Thanks for starting this thread. My 5 1/2 year old (tall for her age) Is ready to move on from her 16inch trek float. The Float is an amazing bike to teach a kid how to ride with no training wheels. I can't say enough good things about it. 

Im now looking for something really light weight that has at least 6 speeds, and a 20 inch rim. Bikes that are half the childs weight gotta be tough to push. We don't ride bikes that are half our weight.


----------



## alex_sdca (Apr 6, 2009)

Plenty of quality bikes on your list.

I also prefer a rigid bike at this level. My oldest is on an unsuspended Giant 125 and is learning how to pull the front wheel up over obstacles and keep rolling. This is a valuable skill for mtb and easier to do with a lighter front end. 

I had to check myself with the upgrade-itis though. After I bought some pedals for 30 bucks that saved half a pound over the ones that came with the bike, I found myself going crazy searching for more parts (like I always do with my own bikes).


----------



## TwoTone (Jul 5, 2011)

I thought I'd mention my experience as well. 

I picked the Marin for the 14 speeds, but I found my son hated the grip shift. I replaced it with a trigger, much better, but a child this age doesn't have the finger/hand strength to shift a FD from the small ring to the large, so all the time searching for a 20 inch FD bike with 7 speeds was a waste of time.

I will say the suspension fork depends on what you're child will end up doing. His isn't really stiff and he's jumping off those black skateboard ramps you see kids with, so he's actually bottoming out his when he lands. If I didn't think he'd would be jumping, I'd go rigid.


----------



## imero (Aug 6, 2011)

I'm in the same boat - looking for a 20" MTB for my 6 year old son.

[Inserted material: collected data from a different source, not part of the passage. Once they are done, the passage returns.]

PR #2220, opened 2024-02-06
CLDC-3143: Update hint text for gender questions for 2024

RachaelBooth:


app/models/form/sales/questions/gender_identity2.rb
```diff
@@ -22,4 +22,10 @@ def initialize(id, hsh, page)
     "X" => { "value" => "Non-binary" },
     "R" => { "value" => "Buyer prefers not to say" },
   }.freeze
+
+  def hint_text
+    if form.start_year_after_2024?
+      "This should be however they personally choose to identify from the options below. This may or may not be the same as their biological sex or the sex they were assigned at birth."
+    end
```
natdeanlewissoftwire: I've got a feeling we need
`else
      ""`
 here

natdeanlewissoftwire (approved):
lgtm! just one comment (that applies to 2 files)

app/models/form/sales/questions/gender_identity2.rb
RachaelBooth: Interestingly there are actually quite a few places we let hint text be nil, including previously this one. I think when rendered nil and "" will be treated as the same.

As a readability point though, maybe it's clearer to do something explicit once defining this function - will ponder.

PR #2221, opened 2024-02-06
CLDC-3196 Update prepare file and guidance pages for 24/25 bulk upload

natdeanlewissoftwire:


app/models/forms/bulk_upload_sales/prepare_your_file.rb
```diff
@@ -32,21 +32,26 @@ def legacy_template_path
         case year
         when 2023
           "/files/bulk-upload-sales-legacy-template-2023-24.xlsx"
+        when 2024
```
natdeanlewissoftwire, line 35: there's quite a lot of WET code here, I've made a tech debt ticket to combine sales/lettings bu files where possible but am not tackling it here

kosiakkatrina: I have found it easier to update separate files so far and it nicely follows the other independent BU files. If we're looking to deduplicate stuff we probably want to make sure we're introducing abstractions that help us work within the codebase, which I'm happy for us to do

kosiakkatrina:
This seems to all have been covered by [CLDC-3207](https://digital.dclg.gov.uk/jira/browse/CLDC-3207) already

[CLDC-3207]: https://dluhcdigital.atlassian.net/browse/CLDC-3207?atlOrigin=eyJpIjoiNWRkNTljNzYxNjVmNDY3MDlhMDU5Y2ZhYzA5YTRkZjUiLCJwIjoiZ2l0aHViLWNvbS1KU1cifQ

He's currently riding a 20" Specialized Hotrock coaster, but definitely needs gears to help him with the hills.

I've looked at many of the bikes on your list and have narrowed things down to the 20" Specialized Hotrock 6 speed and the 20" Marin Hidden Canyon. I also looked at the 20" Giant XTC JR, but my son really wants a front "suspension" and the 20" Giant has a rigid fork.

Good luck with your search. Let us know what you buy.


----------



## jtmartin57 (Jul 11, 2006)

My oldest son started out on a Jamis X.20 (6-speed) when he was 6 & really grew w/ the bike. After a couple of seasons of riding it was evident that he had outgrown the Jamis skill wise so he graduated to a Scott Scale Jr. 24. That being said, the Jamis was great (albeit, heavy) for a first MTB but I believe we're gonna go w/ another Scott whenever our 5 yr old son moves up from his Redline Pitboss 16. For the money, the Scott Scale 20 & 24 are great little bikes which seem to be better spec'd than some of the other bikes in this category. Just my 0.02.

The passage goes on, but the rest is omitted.